Any language is a waste of time if it doesn't have any features you'll miss
when you aren't using it. At that point it's just a Blub you're applying out
of expedience, not learning anything from to expand your repertoire.

------
RiderOfGiraffes
I'd suggest a lazy language as well, Haskell being the obvious choice. Having
lazy infinite lists changes the way you think.

Apart from the obvious commercial benefit, if you have C++ and Python I don't
really see the need for Java, but I might just be being bigoted there.

Perl could be substituted with Awk - I've had this debate and I don't feel
strongly about it. Perl is more wide-spread and common, making it a better
choice if you want to go hacking things that are there, but I find Awk nicer
to program.

I'd also start looking for massively parallel languages of one form or
another. The ability to think not just in threads or co-routines, but
genuinely in async-parallel is becoming more important.

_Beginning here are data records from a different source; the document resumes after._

PR #6616, opened 2018-10-14
Kill instances via goal and keep stable Ids

meichstedt:
This PR addresses several JIRAs. The reason why they are kept together in one PR is following:
- even though it is potentially several issues, the PR is still reasonably big to allow reviews
- separating the work based on the JIRAs would mean that we would have to land them separately and introduce some temporary “hacks” to make that separate PRs stable. Including stable ids just made some synchronization issues easier to address

# What’s included:

## Kill instances based on goal
This is the main issue addressed by this PR. Before we had to call everywhere in orchestration code the following:
- setGoal
- kill

The killing logic is now hidden inside scheduler so from orchestrator perspective you only set the goal to decommission and the killing will happen as a result of that.
That means that The KillServiceActor now listens to InstanceGoalChangeEvent and will add instances to its internal queue when appropriate.
As a result we had to introduced a way to wait for terminal instances. That’s done by `KillService.watchForKilledInstances`. We should potentially improve this logic in the future.

JIRA Issues: MARATHON-8296, MARATHON-8225

## Only expunge instances when they should not be replaced

Until now, Marathon expunged instances once all of their tasks ended up in a terminal state, and eventually launched replacements as a result of those instances being expunged.
This commit adjusts this behavior. Instances will now only be expunged from state when their goal is to be decommissioned and all their tasks are in a terminal state. If their goal is still Running, they will be considered to be scheduled, and used to launch replacement tasks.

This means that instanceIds are now stable for as long as an instance shall be kept running. New instances will be created only when replacing unreachable instances, and when replacing instances with new versions. Similar to the way we handle taskIds for stateful services, tasks of stateless services will now also provide an incarnation count, appended to the taskId. The first task created for an instance will be the .1, and subsequent replacements will increment that incarnation counter.
When killing an instance using the wipe=true flag, its goal will be set to decommissioned, and it will eventually be expunged when all tasks are terminal. Note that as long as its tasks are e.g. unreachable, it will not be expunged until they are reported terminal (GONE, GONE_BY_OPERATOR, or UNKNOWN).

When killing instances without the wipe=true or scale=true flags, Marathon will only issue kill requests to Mesos, but keep the current goal and will therefore launch replacements that are still associated with the existing instance.

JIRA Issues: MARATHON-8429, MARATHON-8373, MARATHON-8140

[...]

PR #6658, opened 2018-11-13
Remove reserved condition

alenkacz:
Summary:
This diff removes all usages of `Condition.Reserved` and `Condition.ReservedTerminal`.
A migrate replaces these conditions with `Condition.Finished` on instance and task
states.

JIRA issues: MARATHON-8374

Co-authored-by: Karsten Jeschkies <k@jeschkies.xyz>


src/main/scala/mesosphere/marathon/core/instance/update/InstanceUpdater.scala
```diff
@@ -20,7 +20,7 @@ object InstanceUpdater extends StrictLogging {
 
     // We need to suspend reservation on already launched reserved instances
     // to prevent reservations being destroyed/unreserved.
-    val updatedReservation = if (updatedTask.status.condition == Condition.Reserved && !instance.reservation.exists(r => r.state.isInstanceOf[Reservation.State.Suspended])) {
+    val updatedReservation = if (updatedTask.status.condition.isTerminal && instance.hasReservation && !instance.reservation.exists(r => r.state.isInstanceOf[Reservation.State.Suspended])) {
```
jeschkies: Hm, how about `instance.isReserved`/`updatedTask.status.isReserved` with

```scala
def isReserved = isTerminal && hasReservation
```

It might not apply in this case but in others.

src/main/scala/mesosphere/marathon/core/launchqueue/impl/LaunchQueueActor.scala
```diff
@@ -264,7 +264,7 @@ private[impl] class LaunchQueueActor(
 
       // Reuse resident instances that are stopped.
       val existingReservedStoppedInstances = await(instanceTracker.specInstances(runSpec.id))
-        .filter(i => i.isReserved && i.state.goal == Goal.Stopped) // resident to relaunch
+        .filter(i => i.hasReservation && i.state.goal == Goal.Stopped) // resident to relaunch
```
jeschkies: I don't think this is correct. `isReserved` is defined as `isTerminal && hasReservation`. See my comment above.

src/main/scala/mesosphere/marathon/core/task/tracker/impl/InstanceTrackerDelegate.scala
```diff
@@ -55,7 +55,7 @@ private[tracker] class InstanceTrackerDelegate(
   // TODO(jdef) support pods when counting launched instances
   override def countActiveSpecInstances(appId: PathId): Future[Int] = {
     import scala.concurrent.ExecutionContext.Implicits.global
-    instancesBySpec().map(_.specInstances(appId).count(instance => instance.isActive || (instance.isReserved && !instance.isReservedTerminal)))
+    instancesBySpec().map(_.specInstances(appId).count(instance => instance.isActive))
```
jeschkies: This is so much simpler! 🎉

src/main/scala/mesosphere/marathon/core/task/update/impl/steps/ScaleAppUpdateStepImpl.scala
```diff
@@ -22,7 +22,7 @@ class ScaleAppUpdateStepImpl @Inject() (
   private[this] lazy val schedulerActor = schedulerActorProvider.get()
 
   private[this] def scalingWorthy: Condition => Boolean = {
-    case Condition.Reserved | Condition.UnreachableInactive | _: Condition.Terminal => true
+    case Condition.UnreachableInactive | _: Condition.Terminal => true
```
jeschkies: Is this true? We have `ReservedTerminal` and `Reserved`. I'm not sure what `ReservedTerminal` was used for.

src/main/scala/mesosphere/marathon/raml/PodStatusConversion.scala
```diff
@@ -249,36 +247,39 @@ trait PodStatusConversion {
     }.getOrElse(List.empty[ContainerEndpointStatus])
 
   def podInstanceState(
-    instanceCondition: core.condition.Condition,
+    instance: core.instance.Instance,
```
jeschkies: What is the motivation for this change?

src/test/scala/mesosphere/marathon/MarathonSchedulerActorTest.scala
```diff
@@ -140,7 +140,6 @@ class MarathonSchedulerActorTest extends AkkaUnitTest with ImplicitSender with G
         .addTaskDropped(containerName = Some("dropped"))
         .addTaskUnknown(containerName = Some("unknown"))
         .addTaskKilling(containerName = Some("killing"))
-        .addTaskReserved(containerName = Some("reserved"))
```
jeschkies: We should keep this test. There are still reserved tasks! We dropped the condition not task with reservations.

src/test/scala/mesosphere/marathon/core/instance/TestInstanceBuilder.scala
```diff
@@ -31,12 +31,6 @@ case class TestInstanceBuilder(instance: Instance, now: Timestamp = Timestamp.no
   def addTaskLost(since: Timestamp = now, containerName: Option[String] = None): TestInstanceBuilder =
     addTaskWithBuilder().taskLost(since, containerName).build()
 
-  def addTaskReserved(containerName: Option[String] = None): TestInstanceBuilder =
-    addTaskWithBuilder().taskReserved(containerName).build()
```
jeschkies: As I mentioned above we still have to have these. We did not remove reserved tasks.

src/main/scala/mesosphere/marathon/core/instance/update/InstanceUpdater.scala
alenkacz: hmm I don't like the name `Reserved` to be honest, because in general sense reserved does not mean terminal. Instance that wasn't yet launched is also reserved in a sense...

But I would be totally open to other suggestions

src/main/scala/mesosphere/marathon/core/launchqueue/impl/LaunchQueueActor.scala
alenkacz: hmm that's a fair point! because now we would reschedule tasks even before they were killed.

src/main/scala/mesosphere/marathon/core/task/update/impl/steps/ScaleAppUpdateStepImpl.scala
alenkacz: after phase 2 reservedterminal and reserved was the same see https://github.com/mesosphere/marathon/pull/6658/files#diff-4c766f1e11cd8f4e0f48c1a4392b2b41L43

src/main/scala/mesosphere/marathon/raml/PodStatusConversion.scala
alenkacz: I needed to do that because of this line https://github.com/mesosphere/marathon/pull/6658/files#diff-e0df4221bad191a89f0d04c9d30bbd06R253

src/test/scala/mesosphere/marathon/MarathonSchedulerActorTest.scala
alenkacz: well this piece of code really works with conditions only so it does not make sense to add residents here IMHO. But in general yes, this PR is definitely missing unit tests coverage. I'll follow up with that once I debug the integration test failures. Feel free to come up with something when I am sleeping :-) I am more than willing to collaborate on this

src/main/scala/mesosphere/marathon/raml/PodStatusConversion.scala
jeschkies: Got it! Thanks!

docs/docs/rest-api/public/api/v2/schema/AppDefinition.json
```diff
@@ -120,7 +120,7 @@
           },
           {
             "type": "string",
-            "enum": ["UNIQUE", "CLUSTER", "GROUP_BY", "LIKE", "UNLIKE", "MAX_PER"]
+            "enum": ["UNIQUE", "CLUSTER", "GROUP_BY", "LIKE", "UNLIKE", "MAX_PER", "IS"]
```
jeschkies: Could you rebase or merge on master. I don't think this should be part of your diff.

src/test/scala/mesosphere/marathon/core/instance/TestInstanceBuilder.scala
alenkacz: these builders just created instances and tasks with condition reserved, this is really obsolete and we don't need that anymore since we dropped that condition.

src/main/scala/mesosphere/marathon/core/launchqueue/impl/LaunchQueueActor.scala
```diff
@@ -270,7 +270,7 @@ private[impl] class LaunchQueueActor(
 
       // Reuse resident instances that are stopped.
       val existingReservedStoppedInstances = await(instanceTracker.specInstances(runSpec.id))
-        .filter(i => i.isReserved && i.state.goal == Goal.Stopped) // resident to relaunch
+        .filter(i => i.hasReservation && i.state.condition.isTerminal && i.state.goal == Goal.Stopped) // resident to relaunch
```
jeschkies: Hm, I think we can drop the `i.state.condition.isTerminal` in the future.

src/main/scala/mesosphere/marathon/raml/PodStatusConversion.scala
```diff
@@ -249,36 +247,39 @@ trait PodStatusConversion {
...
-      case condition.Condition.Running =>
-        if (containerStatus.exists(_.conditions.exists { cond =>
-          cond.name == STATUS_CONDITION_HEALTHY && cond.value == "false"
-        }))
-          PodInstanceState.Degraded -> Some(MSG_INSTANCE_UNHEALTHY_CONTAINERS)
-        else
-          PodInstanceState.Stable -> None
+    if (instance.isScheduled) {
+      PodInstanceState.Pending -> None
+    } else {
```
jeschkies: I don't quite understand this change. We are checking for the scheduled condition below so why the extra if clause?

src/test/scala/mesosphere/marathon/MarathonSchedulerActorTest.scala
jeschkies: I don't know. I mean we check `assert(nonTerminalTasks.size == 5, "We should have 5 non-terminal tasks")` below. With this in still in place it should be the same, right? In any case I don't understand why you dropped this case.

src/test/scala/mesosphere/marathon/core/instance/TestInstanceBuilder.scala
jeschkies: Hm, how is a `TestTaskBuilder.taskResidentLaunched` different from `TestTaskBuilder.taskLaunched`? Seems we should `TestTaskBuilder.taskResidentLaunched` as well then.

src/main/scala/mesosphere/marathon/core/instance/update/InstanceUpdater.scala
jeschkies: Ok, let's leave it for now.

src/main/scala/mesosphere/marathon/raml/PodStatusConversion.scala
alenkacz: look at how was `Reserved` used in the previous diff. For reserved, we showed state as pending. `Reserved` condition is dropped now. When thinking in general, I believe that`Pending` is the correct `PodInstanceState` for instances that are SCHEDULED - meaning `isScheduled` is true

src/test/scala/mesosphere/marathon/MarathonSchedulerActorTest.scala
alenkacz: I tend to disagree. This code path is really working only with conditions and verifying condition mapping. You might argue that we should also test task with a long name, task with some label or task with whatever (e.g. reservation). Task does not even have reservation, that's instance. I really believe it does not make sense keeping it here.

src/test/scala/mesosphere/marathon/core/instance/TestInstanceBuilder.scala
alenkacz: `taskResidentLaunched` creates *instance with reservation* and a task that is running. I actually think that we are mixing two things there because reservation is really not a property of task. But I don't think it makes sense to invest more into those builders other than removing them and replacing them with production code

jeschkies: Hm, why not fix it? It's not a blocker for this PR but should it be 

```scala
TestInstanceBuilder(...).withReservation(...).addRunningTask()
```
then?

src/main/scala/mesosphere/marathon/raml/PodStatusConversion.scala
jeschkies: Ah, that relates to #6616 again where `condition = Scheduled` is not enough but one has to check `isScheduled`. Got it. Thanks for clarifying.

src/main/scala/mesosphere/marathon/storage/migration/MigrationTo18100.scala
```diff
@@ -0,0 +1,168 @@
...
+  import mesosphere.marathon.api.v2.json.Formats.TimestampFormat
+
+  /**
+    * Read format for instance state with reserved condition.
+    */
+  val migrationConditionReader = new Reads[Condition] {
+    private def readString(j: JsReadable) = j.validate[String].map {
+
+      case reserved if reserved.toLowerCase == "reserved" => Condition.Finished
+      case reservedTerminal if reservedTerminal.toLowerCase == "reservedterminal" => Condition.Finished
```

So that's my $0.02 of free advice. Probably worth what you paid for it.

------
jacobroufa
Javascript

Read Javascript: The Good Parts by Douglas Crockford. After reading this, I
can't help but agree that JS has always gotten a bad rep and been undervalued.
It really can be an elegant language, and Crockford found the perfect way to
demonstrate that.

------
hasenj
I'd take off Java. Perl is optional. Add Ruby as an optional alternative to
python (e.g. "Ruby or Python").

I'd also add 'git', or just decentralized version control tools in general.
Although not a language, it's definitely a must-have skill.

------
xiaoma
I'd put Ruby on the list. I don't think it was really on the radar (outside of
Japan, at least), when ESR wrote that. Javascript is also a lot more important
than it used to be.